Шрифт:
Интервал:
Закладка:
Фрэнсис был по-настоящему взволнован новой техникой и картинками, которые представил Ральф, но в то же время он засыпал того массой острых вопросов, расспрашивая в деталях и с пристрастием, но конструктивно.
Самые близкие отношения у Крика, помимо Одиль, были с Кристофом, его «научным сыном», и было чрезвычайно трогательно видеть, сколь нежно любят и глубоко уважают друг друга эти два человека, разделенные по возрасту сорока годами, столь отличные друг от друга по темпераменту и жизненному опыту. Кристоф был вызывающе, романтически телесен, обожал лазать по скалам и носил яркие рубашки; Фрэнсис был почти аскетически рационалистичен, его мышление было настолько лишено личностной окраски и эмоций, что Кристоф иногда сравнивал своего учителя с Шерлоком Холмсом. Фрэнсис с гордостью, почти отцовской, говорил о готовящейся к выходу книге Кристофа, «В поисках сознания», а также о работе, «которую им предстоит делать после ее выхода». Он обрисовал программу дюжины исследований на простирающиеся впереди годы работы, относящейся главным образом к темам, интегрирующим принципы молекулярной биологии и нейронауки. Мне вдруг пришло в голову: а что думают и Кристоф, и Ральф (для нас всех, включая Фрэнсиса, это было ясно) по поводу все ухудшающегося здоровья Крика – вряд ли ему доведется увидеть нечто большее, чем самое начало этой огромной исследовательской программы. Как я чувствовал, Фрэнсис не боялся смерти, но, принимая ее неизбежность, он был печален оттого, что ему не удастся дожить до чудесных, почти невообразимых научных достижений двадцать первого века. Центральная проблема науки, проблема связи сознания с его неврологическими основаниями, будет, как он был убежден, решена к 2030 году.
– Вы это увидите, – говорил он Ральфу.
И, обращаясь ко мне, добавлял:
– И вы тоже, Оливер, если доживете до моих лет.

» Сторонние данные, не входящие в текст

PR #176, opened 2020-06-12
Expose syscall bindings in the public API

CraigFe:
This is a step towards: https://github.com/mirage/irmin/issues/1009.

### DIFF
--- a/CHANGES.md
+++ b/CHANGES.md
@@ -4,6 +4,9 @@
 
 - Added `filter`, removing bindings depending on a predicate (#165)
 
+- Added `Irmin_unix.Syscalls`, a module exposing various Unix bindings for
+  interacting with file-systems.
+
 ## Changed
 
 - Parameterise `Index.Make` over arbitrary mutex and thread implementations
--- a/CHANGES.md
+++ b/CHANGES.md
@@ -1,11 +1,15 @@
+# Unreleased
+
+## Added
+
+- Added `Index_unix.Syscalls`, a module exposing various Unix bindings for
+  interacting with file-systems.
+
 # 1.2.0 (2020-02-25)
 
 ## Added
 
 - Added `filter`, removing bindings depending on a predicate (#165)
-
-- Added `Index_unix.Syscalls`, a module exposing various Unix bindings for
-  interacting with file-systems.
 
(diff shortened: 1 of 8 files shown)


CHANGES.md
```diff
@@ -4,6 +4,9 @@
 
 - Added `filter`, removing bindings depending on a predicate (#165)
 
+- Added `Irmin_unix.Syscalls`, a module exposing various Unix bindings for
```
samoht, line 7: Index_unix I guess?

CraigFe: Ah, indeed. Fixed.

CraigFe:
Will merge this once the CI passes, unless there are any objections.

src/unix/syscalls.ml
```diff
@@ -0,0 +1,13 @@
...
+let pread ~fd ~fd_offset ~buffer ~buffer_offset ~length =
+  pread fd fd_offset buffer buffer_offset length
+
+external pwrite : Unix.file_descr -> int64 -> bytes -> int -> int -> int
+  = "caml_pwrite"
+
+let pwrite ~fd ~fd_offset ~buffer ~buffer_offset ~length =
+  pwrite fd fd_offset buffer buffer_offset length
+
+external fsync : Unix.file_descr -> unit = "unix_fsync"
```
samoht, line 13: as we are exporting these symbols a bit more publicly now, maybe it's a good time to check that have consistent names. Why `caml_pread` but `unix_fsync`? :-)

samoht: we should make sure they won't clash with symbols defined in `tezos-stdlib-unix` and `extunix`

CraigFe: `tezos-stdlib-unix` doesn't have any external definitions. `extunix` has the following:
- `caml_extunix_fsync`
- `caml_extunix_pread64`
- `caml_extunix_pwrite64`

I have no particular thoughts on what sort of naming scheme we should use. Anyone want to give an opinion?

samoht: use `caml_index_{op}` seems the safest bet.

CraigFe: Done.

PR #177, opened 2020-06-12
Extract Raw module

CraigFe:
This extracts the `Raw` module to a `raw.ml` file, and exposes it as
`Private.Raw`. This module is now identical to the one in `Irmin_pack`, so we
might as well pull it from here to stop them from diverging again in future.

Depends on https://github.com/mirage/index/pull/176.

### DIFF
--- a/src/unix/raw.mli
+++ b/src/unix/raw.mli
@@ -1,0 +1,51 @@
+(** [Raw] wraps a file-descriptor with an file-format used internally by Index.
+    The format contains the following header fields:
+
+    - {b offset}: a 64-bit integer, denoting the length of the file containing
+      valid data;
+    - {b version}: an 8-byte version string;
+    - {b generation}: a 64-bit integer denoting the generation number;
+    - {b fan}: a 64-bit length field, followed by a string containing that many
+      bytes. *)
+
+type t
+(** The type of [raw] file handles. *)
+
+val v : Unix.file_descr -> t
+(** Construct a [raw] value from a file descriptor. *)
+
+val unsafe_write : t -> off:int64 -> string -> unit
+
+val unsafe_read : t -> off:int64 -> len:int -> bytes -> int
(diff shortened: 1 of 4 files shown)


CraigFe:
As pointed out by @icristescu in https://github.com/mirage/irmin/pull/1010, the `cursor` record field in this module is actually unused. This PR now drops that field.

src/unix/raw.mli
```diff
@@ -0,0 +1,51 @@
...
+
+val close : t -> unit
+
+module Version : sig
+  val get : t -> string
+
+  val set : t -> string -> unit
+end
+
+module Offset : sig
```
samoht, line 31: That API is not great, as it forces to use 3 short reads for data which live on the same page - could we have a `Header` module instead, which reads these 3 fields in one go? (need to check exactly how it's used in index and try to minimise the number of short reads)

CraigFe: I've pushed a new commit that adds a new method for reading all of the fields in a single pass. My view is that this ends up not being worth it. It saves one read at the end of a merge and ~3 reads when constructing an instance; neither of which is particularly frequent.

The implementation ends up needing to do some annoying book-keeping to hide the `fan_size` header from the user.

samoht: The only place where this is important is https://github.com/mirage/index/pull/177/commits/6fe96bd38cae5e16981367c47d93e24a36a715b8#diff-732d381615307f94d510e2dbdee74f4aR459-R461 as `sync` is currently called on every reads for read-only instances. So we don't really care about fans. Also, with https://github.com/mirage/index/pull/175 maybe we don't care at all about optimising operations on these headers. So can you revert your last commit? We will see after #175 if something like this is still needed. Thanks!

CraigFe: Done.

PR #178, opened 2020-06-12
Fail when Unix IO version number is not as expected

CraigFe:
It's now no longer necessary to keep the version number as an IO field,
since it will always be equal to `current_version`.


samoht:
Failing this early means that the code which deals with version upgrade will have to be called quite early in the initialisation process -- but that code doesn't exist yet, so we will see when that happen.

PR #179, opened 2020-06-12
Add missing mtime dependency to opam file

CraigFe:
PR https://github.com/mirage/index/pull/169 added a dependency on `mtime` which is not tracked in the `opam` file. (That was actually picked up by the CI at the time, but we missed it...)


CraigFe:
(Note that this wasn't picked up by OCaml-CI since it doesn't isolate packages (and `index-unix.opam` already depends on `mtime` via `metrics-unix`).

Issue #180, opened 2020-06-15
Allow Index.close to abort ongoing merges


CraigFe:
Currently the `close : t -> unit` operation blocks until any ongoing merge operations have completed (by trying to seize the merge lock). This isn't necessary for integrity of the store: a partial merge could be terminated as part of the `close` operation, without corrupting any of the data.

We should support something like an `?abort` option to `close` that causes it to exit as quickly as possible without corrupting the store:
```ocaml
val close : ?abort:bool -> t -> unit
```
This would be useful when `close`-ing as part of a `SIGTERM` handler.

PR #185, opened 2020-06-25
Allow merge operations to yield to a concurrent close

CraigFe:
Fix https://github.com/mirage/index/issues/180.

The change is in two parts:

1. generalise threads to return results from children;

1. implement a pre-emptable merge operation (using thread results to propagate the return status of asynchronous merges back to the parent thread).

### DIFF
--- a/src/index.ml
+++ b/src/index.ml
@@ -62,13 +62,13 @@ module type MUTEX = sig
 end
 
 module type THREAD = sig
-  type t
+  type 'a t
 
-  val async : (unit -> 'a) -> t
+  val async : (unit -> 'a) -> 'a t
 
-  val await : t -> unit
+  val await : 'a t -> ('a, [ `Async_exn of exn ]) result
 
-  val return : unit -> t
+  val return : 'a -> 'a t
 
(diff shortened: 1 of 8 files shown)


icristescu:
Maybe it is a stupid question, but why not use `thread.kill`? We can keep the thread that is doing the merge as mutable field in index and kill it in the close operation, no?

CraigFe:
Not a stupid question at all. I considered it, but there are a few reasons for not going with that approach:

- We need to be sure the merge lock is treated properly. `Thread.kill` might kill the child while it's still holding the merge lock, without a good way to determine when that's happened.

- `Thread.kill` can't distinguish an already-terminated thread, making it impossible to return ``[ `Completed | `Aborted ]``. That's not a huge problem, but is harder to test.

- (bikeshedding) For blocking merges, there is no child thread to kill. It's technically possible for that to be a problem when using hooks.

- (bikeshedding) The Lwt equivalent of `Thread.kill` is `Lwt.cancel`, which has the same ergonomics problems and also doesn't always work (threads can be made 'uncancelable').

PR #186, opened 2020-06-25
De-duplicate signatues in {index,search}.mli

CraigFe:
Pure refactor; no behavioural changes. Create some `_intf` files to avoid duplicating large module types in `.{ml,mli}` pairs. We need to do some gymnastics to avoid linking to those files in the docs (but once https://github.com/ocaml/odoc/pull/439 is released we won't need to do even that).

Depends on https://github.com/mirage/index/pull/185, for no particular reason other than my own laziness...


src/search.ml
```diff
@@ -15,70 +15,18 @@ furnished to do so, subject to the following conditions:
...
-end
+include Search_intf
 
 module Make
     (Entry : ENTRY)
     (Array : ARRAY with type elt = Entry.t)
     (Metric : METRIC with module Entry := Entry) :
   S with module Entry := Entry and module Array := Array = struct
-  module Entry = Entry
-  module Array = Array
```
CraigFe, line 81: Tiny code change here. We don't need to create these modules in the `struct` since we used destructive substitution in the return type.

src/index_intf.ml
```diff
@@ -0,0 +1,271 @@
...
+module type Index = sig
+  (** The input of [Make] for keys. *)
+  module type Key = sig
+    (* N.B. We use [sig ... end] redirections to avoid linking to the [_intf]
+       file in the generated docs. Once Odoc 2 is released, this can be
+       removed. *)
+
+    include Key
+    (** @inline *)
+  end
```
CraigFe, line 175: Here's the gymnastics in question. It's sufficient to do:

```ocaml
module type Key = Key
```

but then Odoc will add an extra link indirection through the `_intf` file: not a great UX.

PR #188, opened 2020-06-26
Handle sharing of Index instances explicitly

CraigFe:
Add a new `Cache.S` signature with two implementations: `Noop` and `Unbounded`. A cache implementation must now be provided to `Index.Make`.

The explicit instance sharing is Implemented with an _optional_ `?cache` argument to `Index.v`, from which the instance may be picked (and to which any new instances will be added). `cache` is perhaps not the best name for this argument: I picked it just because that's the necessary semantics for the underlying datastructure. (`pool`? `sharing_pool`? Ideas welcome.)

### DIFF
--- a/src/index_intf.ml
+++ b/src/index_intf.ml
@@ -134,7 +134,7 @@ module type S = sig
   (** The constructor for indexes.
 
       @param auto_flush_callback adds a callback before an auto flush.
-      @param cache a cache instance to use for instance sharing.
+      @param cache used for instance sharing.
       @param fresh whether an existing index should be overwritten.
       @param read_only whether read-only mode is enabled for this index.
       @param log_size the maximum number of bindings in the `log` IO. *)
--- a/src/index_intf.ml
+++ b/src/index_intf.ml
@@ -117,8 +117,15 @@ module type S = sig
   type value
   (** The type for values. *)
 
+  type cache
+  (** The type for caches of index instances. *)
+
+  val empty_cache : unit -> cache
+  (** Construct a new empty cache of index instances. *)
+
   val v :
     ?auto_flush_callback:(unit -> unit) ->
+    ?cache:cache ->
     ?fresh:bool ->
     ?readonly:bool ->
     log_size:int ->
@@ -127,6 +134,7 @@ module type S = sig
   (** The constructor for indexes.
 
       @param auto_flush_callback adds a callback before an auto flush.
+      @param cache a cache instance to use for instance sharing.
       @param fresh whether an existing index should be overwritten.
       @param read_only whether read-only mode is enabled for this index.
       @param log_size the maximum number of bindings in the `log` IO. *)
@@ -180,7 +188,7 @@ module type S = sig
 end
 
 module type Index = sig
-  (** The input of [Make] for keys. *)
+  (** The input of {!Make} for keys. *)
   module type Key = sig
     (* N.B. We use [sig ... end] redirections to avoid linking to the [_intf]
        file in the generated docs. Once Odoc 2 is released, this can be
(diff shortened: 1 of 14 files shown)


test/unix/common.ml
```diff
@@ -82,21 +82,24 @@ struct
   type t = {
     rw : Index.t;
     tbl : (string, string) Hashtbl.t;
+    cache : Index.cache;
```
icristescu, line 85: It does not matter too much for these tests (as each test use a fresh instance of the index), but before all tests used to shared the same cache. You could make the cache a global variable to simulate that behaviour. And there isn't any tests that uses the cache anyway, so no need to have it in the return type.

test/cache.ml
```diff
@@ -0,0 +1,31 @@
...
+
+let test_unbounded () =
+  let open Index.Cache.Unbounded in
+  (* Test that added entries are always found. *)
+  let c = create () in
+  find c "not-added" |> check_none "Cannot find non-existent value";
+  add c "added" 1;
+  find c "added" |> check_some "Can find added value" 1;
+  remove c "added";
+  find c "added" |> check_none "Can't find added value after remove";
```
icristescu, line 24:
```suggestion
  find c "added" |> check_none "Cannot find added value after remove";
```

test/cache.ml
```diff
@@ -0,0 +1,31 @@
...
+
+let test_noop () =
+  let open Index.Cache.Noop in
+  (* Test that added entries are never found. *)
+  let c = create () in
+  find c "not-added" |> check_none "Cannot find non-existent value";
+  add c "added" 1;
+  find c "added" |> check_none "Cannot find added value";
+  remove c "added";
+  find c "added" |> check_none "Can't find added value after remove";
```
icristescu, line 13:
```suggestion
  find c "added" |> check_none "Cannot find added value after remove";
```

src/index_intf.ml
```diff
@@ -114,9 +114,17 @@ module type S = sig
...
+  (** The type for caches of index instances. *)
+
+  val empty_cache : unit -> cache
+  (** Construct a new empty cache of index instances. *)
+
+  val v :
+    ?cache:cache -> ?fresh:bool -> ?readonly:bool -> log_size:int -> string -> t
   (** The constructor for indexes.
 
+      @param cache a cache instance to use for instance sharing.
```
icristescu, line 127:
```suggestion
      @param cache used for instance sharing.
```

test/unix/common.mli
```diff
@@ -22,9 +22,10 @@ module Index : Index.Private.S with type key = Key.t and type value = Value.t
 module Make_context (Config : sig
   val root : string
 end) : sig
-  type t = {
+  type t = private {
```
icristescu, line 25: why are you using private here?

test/unix/common.ml
CraigFe: > but before all tests used to shared the same cache. You could make the cache a global variable to simulate that behaviour.

I'd rather encourage the tests to be completely isolated and, as you say, it doesn't change existing semantics.

> And there isn't any tests that uses the cache anyway, so no need to have it in the return type.

Good point; removed. Not sure why I added it in the first place...

test/unix/common.mli
CraigFe: It's a type of values that is only _consumed_ in external code, never constructed – by design rather than coincidence, since there are internal invariants / log messages unavailable to consumers. I put `private` to make that "destruct only" intended usage explicit.

icristescu: I see, thanks!

samoht:
Could you rebase this PR?

CraigFe:
> Could you rebase this PR?

Done.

В январе 2004 года я получил от Фрэнсиса последнее письмо. Он прочитал мою статью «В реке сознания» и написал: «Читается очень хорошо, хотя, как я думаю, лучше было бы назвать работу “Является ли сознание рекой?”, так как последний тезис статьи – это тезис сомнения в изначальной посылке». Я согласился с Криком.
В конце письма стояло: «Приезжайте как-нибудь на ланч».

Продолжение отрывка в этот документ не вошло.